═════ Task data
PR #10384, opened 2026-07-04
[4.x] Fix `BaseAuthorze` and `BaseRenderless` not triggered using event

### LINKED ISSUE #10383: BaseRenderless and BaseAuthorize attribute doesnt work inside browser test when action trigerred as event listener
### Livewire version

v4.3

### Laravel version

v13

### PHP version

8.4

N/A

When using `#[BaseRenderless]` or `#[BaseAuthorize]` inside browser test, triggering an action as event listener doesnt work.

Its because inside `SupportEvents::call()` filter the attribute as a subclass not instance
```php
$this->component->getAttributes()
    ->filter(fn ($i) => is_subclass_of($i, BaseAuthorize::class))
    ->filter(fn ($i) => $i->getName() === $method)
    ->filter(fn ($i) => $i->getLevel() === AttributeLevel::METHOD)
    ->each(fn ($i) => $i->call($params));
```

### Suggestion

```php
$this->component->getAttributes()
    ->filter(fn ($i) => $i instanceof BaseAuthorize::class)
    ->filter(fn ($i) => $i->getName() === $method)
    ->filter(fn ($i) => $i->getLevel() === AttributeLevel::METHOD)
    ->each(fn ($i) => $i->call($params));
```

```php
public functio test_can_trigger_renderless_attribute_with_event()
{
    Livewire::visit(new class extends Component {
    public $count = 0;

    #[BaseRenderless]
    #[BaseOn('some-event')
    function renderlessAction() { }

    function render()
    {
        $this->count++;

        return Blade::render(<<<'HTML'
        <div>
            <button wire:click="$dispatch('some-event')" dusk="button">{{ $count }}</button>
        </div>
        HTML, ['count' => $this->count]);
    }
    })
    ->assertSeeIn('@button', '1')
    ->waitForLivewire()->click('@button')
    ->assertSeeIn('@button', '1');
}
```

N/A

When user wants to contribute and creating BrowserTest, this could lead to unusual behavior. I also notice some of unit test also using `Base**` attribute.

ghabriel25:
# Scenario

When user wants to contribute to this repo and preparing some browser / unit test related to `#[Authorize]` and `#[Renderless]` attribute, they might be not aware that using `#[BaseAuthorize]` or `#[BaseRenderless]` wont be triggered if action called as event listener.

I'm aware that all `Base*` attribute should be strictly for internal use as stated here https://github.com/livewire/livewire/pull/10346#issuecomment-4809466315.

# Problem

Inside `SupportEvents::call`, both renderless and authorize attribute checked using `is_subclass_of`

```php
$this->component->getAttributes()
    ->filter(fn ($i) => is_subclass_of($i, BaseAuthorize::class) // here
    ->filter(fn ($i) => $i->getName() === $method)
    ->filter(fn ($i) => $i->getLevel() === AttributeLevel::METHOD)
    ->each(fn ($i) => $i->call($params));
```
I think the intent here is a good one that prevent using `Base**` attribute as public API. But, this will cause some unsual issue when running tests. Therefore, I still think this need to be fixed.

# Solution

Change `is_subclass_of` to `instanceof`

```php
$this->component->getAttributes()
    ->filter(fn ($i) => $i instanceof BaseAuthorize)
    ->filter(fn ($i) => $i->getName() === $method)
    ->filter(fn ($i) => $i->getLevel() === AttributeLevel::METHOD)
    ->each(fn ($i) => $i->call($params));
```

I have added regression test for both authorize unit test and renderless browser test.

# Files Changed
- `src/Features/SupportEvents/SupportEvents.php`
- `src/Features/SupportAuthorization/UnitTest.php`
- `src/Features/SupportRenderless/BrowserTest.php`

Fix: https://github.com/livewire/livewire/issues/10383

### DIFF
--- a/src/Features/SupportAuthorization/UnitTest.php
+++ b/src/Features/SupportAuthorization/UnitTest.php
@@ -877,6 +877,23 @@ class UnitTest extends TestCase
             ->dispatch('some-event')
             ->assertOk();
     }
+
+    public function test_base_authorize_attribute_blocks_unauthorized_user_via_event()
+    {
+        Gate::policy(AuthorizationPost::class, AuthorizationPostPolicy::class);
+
+        Livewire::actingAs(AuthorizationUser::find(2))
+            ->test(new class extends TestComponent {
+                #[BaseAuthorize(AuthorizationPost::class)]
+                #[BaseOn('some-event')]
+                public function store() : bool
+                {
+                    return true;
+                }
+            })
+            ->dispatch('some-event')
+            ->assertForbidden();
+    }
 }
 
 class AuthorizationUser extends AuthUser
--- a/src/Features/SupportAuthorization/UnitTest.php
+++ b/src/Features/SupportAuthorization/UnitTest.php
@@ -8,6 +8,7 @@ use Illuminate\Routing\UrlGenerator;
 use Illuminate\Support\Facades\Gate;
 use Illuminate\Support\Facades\Session;
 use Livewire\Attributes\Authorize;
+use Livewire\Features\SupportEvents\BaseOn;
 use Livewire\Livewire;
 use Sushi\Sushi;
 use Tests\TestCase;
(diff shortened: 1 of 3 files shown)


calebporzio (commented):
Hey @ghabriel25 — thanks for this one, and for the clear writeup on the issue. The fix is right: the direct-call path runs these attributes for anything matching at the method level, so the event path filtering with `is_subclass_of` (which excludes the base class itself) was just an inconsistency. `instanceof` is the correct check.

Here's what I ran to verify:

- **Renderless browser test**: fails on `main`'s `SupportEvents.php`, passes with your fix. Solid regression test.
- **Authorize unit test**: I noticed your new test passes on `main` too — it dispatches as an *authorized* user and asserts Ok, which is the same outcome whether the authorize check runs or gets skipped, so it wasn't actually guarding the fix. I pushed a small commit to your branch adding a variant that dispatches as an unauthorized user and asserts Forbidden — verified it fails on `main` and passes here. Hope you don't mind the direct push!
- **Full unit suite**: green on this branch.

Happy with this — good to merge from my side.

ghabriel25:
@calebporzio Thanks for the review.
══════════
Problem to work on: The listing is to be retyped in full, exactly as shown.

Written answer:
PR #10384, opened 2026-07-04
[4.x] Fix `BaseAuthorze` and `BaseRenderless` not triggered using event

### LINKED ISSUE #10383: BaseRenderless and BaseAuthorize attribute doesnt work inside browser test when action trigerred as event listener
### Livewire version

v4.3

### Laravel version

v13

### PHP version

8.4

N/A

When using `#[BaseRenderless]` or `#[BaseAuthorize]` inside browser test, triggering an action as event listener doesnt work.

Its because inside `SupportEvents::call()` filter the attribute as a subclass not instance
```php
$this->component->getAttributes()
    ->filter(fn ($i) => is_subclass_of($i, BaseAuthorize::class))
    ->filter(fn ($i) => $i->getName() === $method)
    ->filter(fn ($i) => $i->getLevel() === AttributeLevel::METHOD)
    ->each(fn ($i) => $i->call($params));
```

### Suggestion

```php
$this->component->getAttributes()
    ->filter(fn ($i) => $i instanceof BaseAuthorize::class)
    ->filter(fn ($i) => $i->getName() === $method)
    ->filter(fn ($i) => $i->getLevel() === AttributeLevel::METHOD)
    ->each(fn ($i) => $i->call($params));
```

```php
public functio test_can_trigger_renderless_attribute_with_event()
{
    Livewire::visit(new class extends Component {
    public $count = 0;

    #[BaseRenderless]
    #[BaseOn('some-event')
    function renderlessAction() { }

    function render()
    {
        $this->count++;

        return Blade::render(<<<'HTML'
        <div>
            <button wire:click="$dispatch('some-event')" dusk="button">{{ $count }}</button>
        </div>
        HTML, ['count' => $this->count]);
    }
    })
    ->assertSeeIn('@button', '1')
    ->waitForLivewire()->click('@button')
    ->assertSeeIn('@button', '1');
}
```

N/A

When user wants to contribute and creating BrowserTest, this could lead to unusual behavior. I also notice some of unit test also using `Base**` attribute.

ghabriel25:
# Scenario

When user wants to contribute to this repo and preparing some browser / unit test related to `#[Authorize]` and `#[Renderless]` attribute, they might be not aware that using `#[BaseAuthorize]` or `#[BaseRenderless]` wont be triggered if action called as event listener.

I'm aware that all `Base*` attribute should be strictly for internal use as stated here https://github.com/livewire/livewire/pull/10346#issuecomment-4809466315.

# Problem

Inside `SupportEvents::call`, both renderless and authorize attribute checked using `is_subclass_of`

```php
$this->component->getAttributes()
    ->filter(fn ($i) => is_subclass_of($i, BaseAuthorize::class) // here
    ->filter(fn ($i) => $i->getName() === $method)
    ->filter(fn ($i) => $i->getLevel() === AttributeLevel::METHOD)
    ->each(fn ($i) => $i->call($params));
```
I think the intent here is a good one that prevent using `Base**` attribute as public API. But, this will cause some unsual issue when running tests. Therefore, I still think this need to be fixed.

# Solution

Change `is_subclass_of` to `instanceof`

```php
$this->component->getAttributes()
    ->filter(fn ($i) => $i instanceof BaseAuthorize)
    ->filter(fn ($i) => $i->getName() === $method)
    ->filter(fn ($i) => $i->getLevel() === AttributeLevel::METHOD)
    ->each(fn ($i) => $i->call($params));
```

I have added regression test for both authorize unit test and renderless browser test.

# Files Changed
- `src/Features/SupportEvents/SupportEvents.php`
- `src/Features/SupportAuthorization/UnitTest.php`
- `src/Features/SupportRenderless/BrowserTest.php`

Fix: https://github.com/livewire/livewire/issues/10383

### DIFF
--- a/src/Features/SupportAuthorization/UnitTest.php
+++ b/src/Features/SupportAuthorization/UnitTest.php
@@ -877,6 +877,23 @@ class UnitTest extends TestCase
             ->dispatch('some-event')
             ->assertOk();
     }
+
+    public function test_base_authorize_attribute_blocks_unauthorized_user_via_event()
+    {
+        Gate::policy(AuthorizationPost::class, AuthorizationPostPolicy::class);
+
+        Livewire::actingAs(AuthorizationUser::find(2))
+            ->test(new class extends TestComponent {
+                #[BaseAuthorize(AuthorizationPost::class)]
+                #[BaseOn('some-event')]
+                public function store() : bool
+                {
+                    return true;
+                }
+            })
+            ->dispatch('some-event')
+            ->assertForbidden();
+    }
 }
 
 class AuthorizationUser extends AuthUser
--- a/src/Features/SupportAuthorization/UnitTest.php
+++ b/src/Features/SupportAuthorization/UnitTest.php
@@ -8,6 +8,7 @@ use Illuminate\Routing\UrlGenerator;
 use Illuminate\Support\Facades\Gate;
 use Illuminate\Support\Facades\Session;
 use Livewire\Attributes\Authorize;
+use Livewire\Features\SupportEvents\BaseOn;
 use Livewire\Livewire;
 use Sushi\Sushi;
 use Tests\TestCase;
(diff shortened: 1 of 3 files shown)


calebporzio (commented):
Hey @ghabriel25 — thanks for this one, and for the clear writeup on the issue. The fix is right: the direct-call path runs these attributes for anything matching at the method level, so the event path filtering with `is_subclass_of` (which excludes the base class itself) was just an inconsistency. `instanceof` is the correct check.

Here's what I ran to verify:

- **Renderless browser test**: fails on `main`'s `SupportEvents.php`, passes with your fix. Solid regression test.
- **Authorize unit test**: I noticed your new test passes on `main` too — it dispatches as an *authorized* user and asserts Ok, which is the same outcome whether the authorize check runs or gets skipped, so it wasn't actually guarding the fix. I pushed a small commit to your branch adding a variant that dispatches as an unauthorized user and asserts Forbidden — verified it fails on `main` and passes here. Hope you don't mind the direct push!
- **Full unit suite**: green on this branch.

Happy with this — good to merge from my side.

ghabriel25:
@calebporzio Thanks for the review.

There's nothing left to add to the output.